Given that both models have identical fit, AIC and R-squares it is reasonable to instead apply model averaging to resolve this conflict. The AONR estimate for each model is simply the break-point, which is a parameter from the model. For LP it is 58 and for QP it is 86 . In order to compute the confidence intervals we could use the profile method or bootstrap. We choose the bootstrap method as it will be more generally applicable to other model fits later.

## Extract AONR for both models
AONR.LP <- round(coef(fm.LP)[3])
AONR.QP <- round(coef(fm.QP)[3])
### Confidence intervals for AONR estimates ###
fm.QP.bt <- boot_nls(fm.QP, R = 5e3, cores = 4)

## Number of times model fit did not converge 1266 out of 5000

fm.LP.bt <- boot_nls(fm.LP, R = 5e3, cores = 4)

## Number of times model fit did not converge 901 out of 5000

AONR.QP.ci <- confint(fm.QP.bt)

## Warning in confint.boot(fm.QP.bt): BCa method fails for this problem.

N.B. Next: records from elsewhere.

PR #1268, opened 2023-02-01
Add missing Storefront operation to pause an order

ashkarpetin:
## Summary
Add missing Storefront operation to pause an order
Rename GetEventRuleHistoryVersion operation to GetEventRuleHistory for consistency with API

## Checklist

- [x] Writing style
- [x] API design standards

### DIFF
--- a/openapi/components/requestBodies/storefront/PostOrderPause.yaml
+++ b/openapi/components/requestBodies/storefront/PostOrderPause.yaml
@@ -1,0 +1,50 @@
+content:
+  application/json:
+    schema:
+      type: object
+      properties:
+        description:
+          description: Description of the pause reason in free form.
+          type: string
+          maxLength: 255
+          nullable: true
+        effectiveTime:
+          description: |-
+            Date when the service period pauses.
+
+            This time should be later than the current time.
+            If this time is earlier then the current time, the current time is used.
+
+            If this field is omitted, this value defaults to the current time.
+          type: string
+          format: date-time
+          nullable: true
+        endTime:
+          description: |-
+            Time when the pause ends and the subscription resumes billing.
+
+            To resume a subscription from this point in time,
+            use the current time or an earlier time.
+            If `endTime` is earlier then the current time, the current time is used.
+            If this field is empty, the subscription is indefinitely paused.
+          type: string
+          format: date-time
+          nullable: true
+        timeRemaining:
+          description: |-
+            Amount of time between the pause end time and the renewal time in ISO-8601 durations format.
+            By default, this value is computed as the time between the pause and the renewal.
+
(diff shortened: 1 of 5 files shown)


openapi/components/requestBodies/storefront/PostOrderPause.yaml
```diff
@@ -0,0 +1,34 @@
...
+        description:
+          description: Description of the pause reason in free form.
+          type: string
+          maxLength: 255
+          nullable: true
+        effectiveTime:
+          description: |-
+            Date when the service period pauses.
+
+            This time should be later than the current time.
```
lexerom, line 15:
```suggestion
```
Avoid using 'should'. Not sure if we need to delete it, but without it meaning stays the same.

openapi/components/requestBodies/storefront/PostOrderPause.yaml
```diff
@@ -0,0 +1,34 @@
...
+      type: object
+      properties:
+        description:
+          description: Description of the pause reason in free form.
+          type: string
+          maxLength: 255
+          nullable: true
+        effectiveTime:
+          description: |-
+            Date when the service period pauses.
```
lexerom, line 13:
```suggestion
            Date and time when the service period pauses.
```

ashkarpetin: I copied this from SubscriptionPause schema

https://github.com/Rebilly/api-definitions/blob/f5710175ff73cb281089abc8e2269f9773d68d09/openapi/components/schemas/Subscription/SubscriptionPause.yaml#L40

openapi/components/requestBodies/storefront/PostOrderPause.yaml
ashkarpetin: @noon-dawg  If there is mistake we need to fix in both places

colinbird: > This time must be later than the current time.

?

ashkarpetin: I made the changes.

colinbird (approved):

lexerom (approved):

openapi/components/requestBodies/storefront/PostOrderPause.yaml
noon-dawg: We should avoid using 'should' when something is required. 'Should' may seem optional and may also sound passive.

I must have missed that usage in `[api-definitions/openapi/components/schemas/Subscription/SubscriptionPause.yaml](https://github.com/Rebilly/api-definitions/blob/f5710175ff73cb281089abc8e2269f9773d68d09/openapi/components/schemas/Subscription/SubscriptionPause.yaml#L40). I'll update it now. Sorry about that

Using
## 'perc' instead

AONR.LP.ci <- confint(fm.LP.bt)

## Warning in confint.boot(fm.LP.bt): BCa method fails for this problem. Using
## 'perc' instead

## Model averaging
prds.avg <- predict_nls(fm.LP, fm.QP, newdata = ndat, interval = "conf")
ndatA.avg <- cbind(ndat, prds.avg)

AONR.avg <- round(ictab$weight %*% c(coef(fm.QP)[3], coef(fm.LP)[3]))

prds.avg <- predict_nls(fm.LP, fm.QP, newdata = ndat, interval = "conf")
ndatA.avg <- cbind(ndat, prds.avg)

AONR.avg.ci <- confint(c(fm.QP.bt, fm.LP.bt)) 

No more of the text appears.